Meditation and the Physical Transformation of the Brain: Part III
One of the really important structural changes we see due to long-term meditation occurs in the middle prefrontal areas of the brain. In recent blogs, I have discussed what scientists are learning about the structural changes in the thalamus, the left prefrontal cortex, and the parietal lobe. Here I will discuss the findings regarding the middle prefrontal areas.
To give you an example of where the middle prefrontal areas are, if you take your right hand, make a fist, and put your thumb inside your fingers (we’re going to use this as a model of the brain), we’d say that the bottom of the palm and the wrist represent the brain stem. The thumb represents the limbic brain. It represents everything that is in the center of the brain, including the thalamus. The folded fingers on the thumb represent the outer cortex and the outer layer of the brain. The two fingers in the middle, right from the fingernails up to the first knuckle, make up the middle prefrontal areas.
The middle prefrontal areas also include an area just behind the two middle fingers—just behind the fingernails.

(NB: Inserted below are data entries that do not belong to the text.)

PR #4689, opened 2024-11-16
Fortran indexing broken 

navinp0304:
As of now fortran indexing is broken because of my previous change.
```
 Second argument of substring is wrong in my previous commit 

It should be 
cmatch.substring(cmatch.length() - 1, cmatch.length()) instead of  cmatch.substring(cmatch.length() - 1, 1)
```
@vladak  Please review

### DIFF
--- a/opengrok-indexer/src/main/jflex/analysis/fortran/FortranXref.lex
+++ b/opengrok-indexer/src/main/jflex/analysis/fortran/FortranXref.lex
@@ -93,7 +93,7 @@ File = [a-zA-Z]{FNameChar}* "." ("i"|"inc")
     onNonSymbolMatched(cmatch.substring(0, 1), yychar);
     String file = cmatch.substring(1, cmatch.length() - 1);
     onFilelikeMatched(file, yychar + 1);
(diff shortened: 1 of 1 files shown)


opengrok-indexer/src/main/jflex/analysis/fortran/FortranXref.lex
```diff
@@ -93,7 +93,7 @@ File = [a-zA-Z]{FNameChar}* "." ("i"|"inc")
     onNonSymbolMatched(cmatch.substring(0, 1), yychar);
     String file = cmatch.substring(1, cmatch.length() - 1);
     onFilelikeMatched(file, yychar + 1);
-    onNonSymbolMatched(cmatch.substring(cmatch.length() - 1, 1), yychar + 1 + file.length());
+    onNonSymbolMatched(cmatch.substring(cmatch.length() - 1, cmatch.length()), yychar + 1 + file.length());
```
vladak, line 96: I see, the second argument to `substring()` is the end index, not length of the substring.

vladak:
Looks good, although I am surprised there is no change to the test data.

vladak:
> Looks good, although I am surprised there is no change to the test data.

I mean - if the change broke Fortran, there should be some sort of test case to cover this.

This very small part in the center of the brain is called the anterior cingulate. It’s just underneath the outer layer of the brain, right between the eyebrows. This is very interesting, because many forms of meditation, particularly in Hinduism, involve placing your attention in this area. Studies show that the anterior cingulate activity is changed through meditation, and specifically that these changes are correlated with greater levels of empathy, social engagement, and emotional balance.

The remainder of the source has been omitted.